== DATA EXCERPTS ==
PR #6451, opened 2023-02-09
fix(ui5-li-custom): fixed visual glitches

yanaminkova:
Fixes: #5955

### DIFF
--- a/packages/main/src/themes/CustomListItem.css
===
== DATA EXCERPTS ==
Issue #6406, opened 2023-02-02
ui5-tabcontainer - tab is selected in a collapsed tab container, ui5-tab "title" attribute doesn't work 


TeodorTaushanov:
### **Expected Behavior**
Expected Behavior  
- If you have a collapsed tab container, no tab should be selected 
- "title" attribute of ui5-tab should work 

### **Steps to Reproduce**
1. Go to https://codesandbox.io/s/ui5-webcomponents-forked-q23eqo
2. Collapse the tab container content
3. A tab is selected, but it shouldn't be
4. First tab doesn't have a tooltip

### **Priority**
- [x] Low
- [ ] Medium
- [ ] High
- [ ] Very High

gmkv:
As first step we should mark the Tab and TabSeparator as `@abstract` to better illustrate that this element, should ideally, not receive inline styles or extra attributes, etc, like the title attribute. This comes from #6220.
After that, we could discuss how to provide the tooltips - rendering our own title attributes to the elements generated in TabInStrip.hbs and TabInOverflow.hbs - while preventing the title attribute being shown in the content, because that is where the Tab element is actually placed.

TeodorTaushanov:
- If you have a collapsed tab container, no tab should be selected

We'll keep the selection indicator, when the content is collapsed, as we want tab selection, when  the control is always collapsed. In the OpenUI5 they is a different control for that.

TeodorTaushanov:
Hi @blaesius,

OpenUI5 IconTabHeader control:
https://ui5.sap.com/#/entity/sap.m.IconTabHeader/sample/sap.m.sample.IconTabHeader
===
EXERCISE REQUIREMENTS
Using the entries above, give back exactly the line containing "PR #6451, opened 2023-02-09", the line containing "--- a/packages/main/src/themes/CustomListItem.css", and every line between them, and nothing else.

RESPONSE TO THIS EXERCISE
PR #6451, opened 2023-02-09
fix(ui5-li-custom): fixed visual glitches

yanaminkova:
Fixes: #5955

### DIFF
--- a/packages/main/src/themes/CustomListItem.css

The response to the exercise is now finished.